The answer should consist of each line below that contains the word "logic".

Exercise materials:
%%

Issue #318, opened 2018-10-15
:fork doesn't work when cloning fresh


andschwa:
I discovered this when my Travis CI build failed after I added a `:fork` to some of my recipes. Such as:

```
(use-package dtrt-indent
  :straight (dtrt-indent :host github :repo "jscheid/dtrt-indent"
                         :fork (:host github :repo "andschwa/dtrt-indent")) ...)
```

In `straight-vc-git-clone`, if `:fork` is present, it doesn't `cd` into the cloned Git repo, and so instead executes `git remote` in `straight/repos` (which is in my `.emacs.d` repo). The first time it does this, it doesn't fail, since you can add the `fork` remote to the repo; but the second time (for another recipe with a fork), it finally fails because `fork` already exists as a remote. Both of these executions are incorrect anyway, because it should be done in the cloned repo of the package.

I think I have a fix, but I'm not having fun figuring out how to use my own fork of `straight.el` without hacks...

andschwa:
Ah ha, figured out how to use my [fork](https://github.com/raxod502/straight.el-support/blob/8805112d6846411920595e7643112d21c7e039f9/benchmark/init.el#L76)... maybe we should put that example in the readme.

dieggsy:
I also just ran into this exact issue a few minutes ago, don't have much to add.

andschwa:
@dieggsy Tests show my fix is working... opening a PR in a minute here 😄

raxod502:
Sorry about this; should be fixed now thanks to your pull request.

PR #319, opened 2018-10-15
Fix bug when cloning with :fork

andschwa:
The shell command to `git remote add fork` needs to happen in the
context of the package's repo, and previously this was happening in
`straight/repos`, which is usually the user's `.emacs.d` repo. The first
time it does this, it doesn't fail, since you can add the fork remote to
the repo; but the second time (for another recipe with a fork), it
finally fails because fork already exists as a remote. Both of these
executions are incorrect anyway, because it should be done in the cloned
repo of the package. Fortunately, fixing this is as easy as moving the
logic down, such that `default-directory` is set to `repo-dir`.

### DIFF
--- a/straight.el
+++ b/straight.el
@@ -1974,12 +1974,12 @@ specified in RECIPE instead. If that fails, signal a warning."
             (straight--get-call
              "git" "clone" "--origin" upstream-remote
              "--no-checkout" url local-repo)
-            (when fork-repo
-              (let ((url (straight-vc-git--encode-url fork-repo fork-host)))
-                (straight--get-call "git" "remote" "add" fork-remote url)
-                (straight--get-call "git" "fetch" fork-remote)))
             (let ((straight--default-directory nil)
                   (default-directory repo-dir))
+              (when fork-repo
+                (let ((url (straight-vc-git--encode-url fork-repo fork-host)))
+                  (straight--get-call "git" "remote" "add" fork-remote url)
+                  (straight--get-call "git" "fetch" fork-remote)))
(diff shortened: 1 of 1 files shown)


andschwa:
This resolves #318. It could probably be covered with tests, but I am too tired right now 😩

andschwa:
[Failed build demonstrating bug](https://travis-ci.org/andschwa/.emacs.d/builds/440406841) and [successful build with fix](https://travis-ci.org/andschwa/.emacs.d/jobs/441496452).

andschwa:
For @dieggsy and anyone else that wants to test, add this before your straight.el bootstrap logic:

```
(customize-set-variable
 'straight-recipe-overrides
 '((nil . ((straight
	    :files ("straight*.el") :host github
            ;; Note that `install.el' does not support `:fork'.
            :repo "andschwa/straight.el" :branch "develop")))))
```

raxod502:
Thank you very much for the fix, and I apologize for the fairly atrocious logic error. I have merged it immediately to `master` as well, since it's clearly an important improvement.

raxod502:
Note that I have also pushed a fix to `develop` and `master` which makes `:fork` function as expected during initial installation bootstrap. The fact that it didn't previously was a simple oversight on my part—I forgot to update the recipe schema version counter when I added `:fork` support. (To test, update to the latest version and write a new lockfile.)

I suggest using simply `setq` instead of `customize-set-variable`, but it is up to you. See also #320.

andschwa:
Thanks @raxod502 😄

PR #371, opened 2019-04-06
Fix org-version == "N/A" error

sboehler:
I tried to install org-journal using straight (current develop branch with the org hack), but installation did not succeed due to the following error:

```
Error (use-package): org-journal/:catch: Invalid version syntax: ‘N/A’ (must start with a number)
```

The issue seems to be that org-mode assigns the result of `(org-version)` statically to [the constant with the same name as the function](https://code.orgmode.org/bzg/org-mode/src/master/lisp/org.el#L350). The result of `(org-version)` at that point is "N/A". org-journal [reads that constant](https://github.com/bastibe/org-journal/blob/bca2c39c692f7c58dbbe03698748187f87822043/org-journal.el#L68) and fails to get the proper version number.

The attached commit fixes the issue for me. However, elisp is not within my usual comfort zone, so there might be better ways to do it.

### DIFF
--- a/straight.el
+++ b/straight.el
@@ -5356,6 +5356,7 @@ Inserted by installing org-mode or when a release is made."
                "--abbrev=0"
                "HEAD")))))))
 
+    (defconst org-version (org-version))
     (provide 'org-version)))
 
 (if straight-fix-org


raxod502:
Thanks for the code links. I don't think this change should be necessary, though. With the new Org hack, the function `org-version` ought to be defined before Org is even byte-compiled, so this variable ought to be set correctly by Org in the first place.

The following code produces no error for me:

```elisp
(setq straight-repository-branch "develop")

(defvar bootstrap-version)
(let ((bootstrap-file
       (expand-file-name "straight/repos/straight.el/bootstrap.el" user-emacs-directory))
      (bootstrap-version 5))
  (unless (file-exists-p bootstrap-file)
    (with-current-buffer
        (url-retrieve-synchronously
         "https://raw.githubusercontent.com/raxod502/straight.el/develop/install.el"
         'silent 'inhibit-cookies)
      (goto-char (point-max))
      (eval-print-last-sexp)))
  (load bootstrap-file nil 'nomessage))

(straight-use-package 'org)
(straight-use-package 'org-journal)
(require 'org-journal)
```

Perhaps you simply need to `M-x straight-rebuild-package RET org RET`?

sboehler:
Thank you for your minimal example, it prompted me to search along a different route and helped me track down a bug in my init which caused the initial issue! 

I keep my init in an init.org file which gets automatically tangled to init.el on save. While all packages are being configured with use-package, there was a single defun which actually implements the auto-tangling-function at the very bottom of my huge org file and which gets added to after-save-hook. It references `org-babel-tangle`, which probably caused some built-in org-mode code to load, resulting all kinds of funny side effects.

%%

Result:
logic down, such that `default-directory` is set to `repo-dir`.
For @dieggsy and anyone else that wants to test, add this before your straight.el bootstrap logic:
Thank you very much for the fix, and I apologize for the fairly atrocious logic error. I have merged it immediately to `master` as well, since it's clearly an important improvement.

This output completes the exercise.